▶ What needs to be done:
Filter the data for "planning" and copy matching lines.

====== The records

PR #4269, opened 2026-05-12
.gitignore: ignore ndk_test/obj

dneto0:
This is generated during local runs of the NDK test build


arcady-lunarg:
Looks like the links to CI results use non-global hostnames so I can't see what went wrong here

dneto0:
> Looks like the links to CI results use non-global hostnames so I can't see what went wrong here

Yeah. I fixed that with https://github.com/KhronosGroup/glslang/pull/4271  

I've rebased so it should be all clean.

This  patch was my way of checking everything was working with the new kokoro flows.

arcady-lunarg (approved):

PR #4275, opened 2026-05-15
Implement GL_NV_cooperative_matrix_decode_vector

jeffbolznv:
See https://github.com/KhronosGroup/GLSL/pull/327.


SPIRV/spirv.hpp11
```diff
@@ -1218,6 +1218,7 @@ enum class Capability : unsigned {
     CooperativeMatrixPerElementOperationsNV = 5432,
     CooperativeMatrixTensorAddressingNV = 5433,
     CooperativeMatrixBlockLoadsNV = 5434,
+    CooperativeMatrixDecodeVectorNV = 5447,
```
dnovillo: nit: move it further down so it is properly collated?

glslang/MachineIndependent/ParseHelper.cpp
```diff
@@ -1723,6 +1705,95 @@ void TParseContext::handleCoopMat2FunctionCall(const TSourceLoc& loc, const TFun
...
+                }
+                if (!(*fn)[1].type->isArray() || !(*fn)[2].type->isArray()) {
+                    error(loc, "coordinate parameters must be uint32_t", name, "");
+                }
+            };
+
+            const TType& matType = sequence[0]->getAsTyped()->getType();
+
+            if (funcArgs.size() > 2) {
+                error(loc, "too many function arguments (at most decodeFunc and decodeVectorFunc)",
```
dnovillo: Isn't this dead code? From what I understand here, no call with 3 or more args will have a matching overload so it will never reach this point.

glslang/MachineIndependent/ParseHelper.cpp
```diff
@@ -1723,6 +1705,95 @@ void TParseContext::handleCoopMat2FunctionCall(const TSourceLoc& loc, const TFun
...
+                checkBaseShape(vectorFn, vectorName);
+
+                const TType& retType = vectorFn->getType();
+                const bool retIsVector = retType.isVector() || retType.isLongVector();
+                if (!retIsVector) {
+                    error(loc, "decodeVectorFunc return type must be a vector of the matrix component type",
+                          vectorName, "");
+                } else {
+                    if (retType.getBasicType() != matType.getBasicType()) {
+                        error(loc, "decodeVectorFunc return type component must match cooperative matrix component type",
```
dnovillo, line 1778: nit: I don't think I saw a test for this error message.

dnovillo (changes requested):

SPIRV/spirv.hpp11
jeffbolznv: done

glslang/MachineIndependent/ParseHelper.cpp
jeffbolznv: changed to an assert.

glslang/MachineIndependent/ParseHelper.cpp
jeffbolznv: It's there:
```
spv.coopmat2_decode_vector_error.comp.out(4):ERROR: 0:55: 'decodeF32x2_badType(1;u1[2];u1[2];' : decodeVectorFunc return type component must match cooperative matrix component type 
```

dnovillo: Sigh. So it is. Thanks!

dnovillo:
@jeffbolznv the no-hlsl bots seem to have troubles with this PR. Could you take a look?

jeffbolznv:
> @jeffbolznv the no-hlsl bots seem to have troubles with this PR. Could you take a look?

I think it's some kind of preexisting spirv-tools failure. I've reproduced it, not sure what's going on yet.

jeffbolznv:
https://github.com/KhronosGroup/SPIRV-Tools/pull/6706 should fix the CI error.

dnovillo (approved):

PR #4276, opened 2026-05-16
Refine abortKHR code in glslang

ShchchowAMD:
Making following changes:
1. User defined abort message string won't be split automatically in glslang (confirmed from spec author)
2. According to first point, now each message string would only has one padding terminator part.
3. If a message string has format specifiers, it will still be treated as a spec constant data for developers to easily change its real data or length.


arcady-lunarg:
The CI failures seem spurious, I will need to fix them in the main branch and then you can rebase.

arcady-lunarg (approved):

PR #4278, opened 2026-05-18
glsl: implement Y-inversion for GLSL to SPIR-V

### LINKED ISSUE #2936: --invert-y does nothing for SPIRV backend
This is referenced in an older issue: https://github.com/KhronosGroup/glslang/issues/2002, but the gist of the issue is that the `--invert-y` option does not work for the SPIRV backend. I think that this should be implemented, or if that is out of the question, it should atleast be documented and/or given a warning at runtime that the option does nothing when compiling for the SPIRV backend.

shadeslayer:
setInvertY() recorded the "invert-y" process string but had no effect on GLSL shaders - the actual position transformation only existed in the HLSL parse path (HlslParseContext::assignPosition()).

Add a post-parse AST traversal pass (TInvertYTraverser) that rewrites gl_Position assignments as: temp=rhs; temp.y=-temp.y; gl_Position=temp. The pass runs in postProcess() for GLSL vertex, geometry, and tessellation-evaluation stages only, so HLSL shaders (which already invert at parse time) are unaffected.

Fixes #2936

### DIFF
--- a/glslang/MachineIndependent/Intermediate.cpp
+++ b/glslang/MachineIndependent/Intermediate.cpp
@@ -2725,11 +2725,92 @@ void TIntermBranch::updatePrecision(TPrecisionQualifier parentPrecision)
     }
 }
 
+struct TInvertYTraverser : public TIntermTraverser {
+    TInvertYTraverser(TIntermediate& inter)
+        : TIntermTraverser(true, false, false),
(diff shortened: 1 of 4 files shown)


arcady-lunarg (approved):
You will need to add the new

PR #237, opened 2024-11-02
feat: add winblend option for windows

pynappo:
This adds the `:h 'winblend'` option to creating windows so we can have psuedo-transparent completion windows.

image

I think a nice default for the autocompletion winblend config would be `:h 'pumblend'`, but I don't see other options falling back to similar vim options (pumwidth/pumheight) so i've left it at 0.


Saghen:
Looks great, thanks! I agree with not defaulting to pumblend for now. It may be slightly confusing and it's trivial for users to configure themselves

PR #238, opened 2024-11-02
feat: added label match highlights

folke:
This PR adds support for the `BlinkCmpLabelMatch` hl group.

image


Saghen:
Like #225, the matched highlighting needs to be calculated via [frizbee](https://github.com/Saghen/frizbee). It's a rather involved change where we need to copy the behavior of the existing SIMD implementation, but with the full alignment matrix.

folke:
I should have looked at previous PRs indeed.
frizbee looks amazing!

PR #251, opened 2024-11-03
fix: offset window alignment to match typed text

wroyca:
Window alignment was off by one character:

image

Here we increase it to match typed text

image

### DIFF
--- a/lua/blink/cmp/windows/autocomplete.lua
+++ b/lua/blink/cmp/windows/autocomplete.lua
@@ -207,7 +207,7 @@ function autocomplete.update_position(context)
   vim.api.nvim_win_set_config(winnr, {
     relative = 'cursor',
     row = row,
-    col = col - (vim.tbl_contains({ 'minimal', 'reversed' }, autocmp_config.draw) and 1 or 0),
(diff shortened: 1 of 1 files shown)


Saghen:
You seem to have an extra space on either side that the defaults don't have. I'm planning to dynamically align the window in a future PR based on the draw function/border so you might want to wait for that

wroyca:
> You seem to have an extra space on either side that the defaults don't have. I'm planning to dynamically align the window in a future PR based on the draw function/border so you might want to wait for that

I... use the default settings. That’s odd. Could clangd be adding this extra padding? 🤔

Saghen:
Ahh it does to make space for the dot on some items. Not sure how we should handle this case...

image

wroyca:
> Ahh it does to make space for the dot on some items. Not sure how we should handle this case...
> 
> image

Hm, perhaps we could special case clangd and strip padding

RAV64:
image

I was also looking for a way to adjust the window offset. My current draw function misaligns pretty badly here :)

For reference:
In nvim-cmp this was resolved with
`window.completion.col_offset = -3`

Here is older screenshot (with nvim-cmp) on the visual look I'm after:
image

============

▶ Written solution:
You seem to have an extra space on either side that the defaults don't have. I'm planning to dynamically align the window in a future PR based on the draw function/border so you might want to wait for that
> You seem to have an extra space on either side that the defaults don't have. I'm planning to dynamically align the window in a future PR based on the draw function/border so you might want to wait for that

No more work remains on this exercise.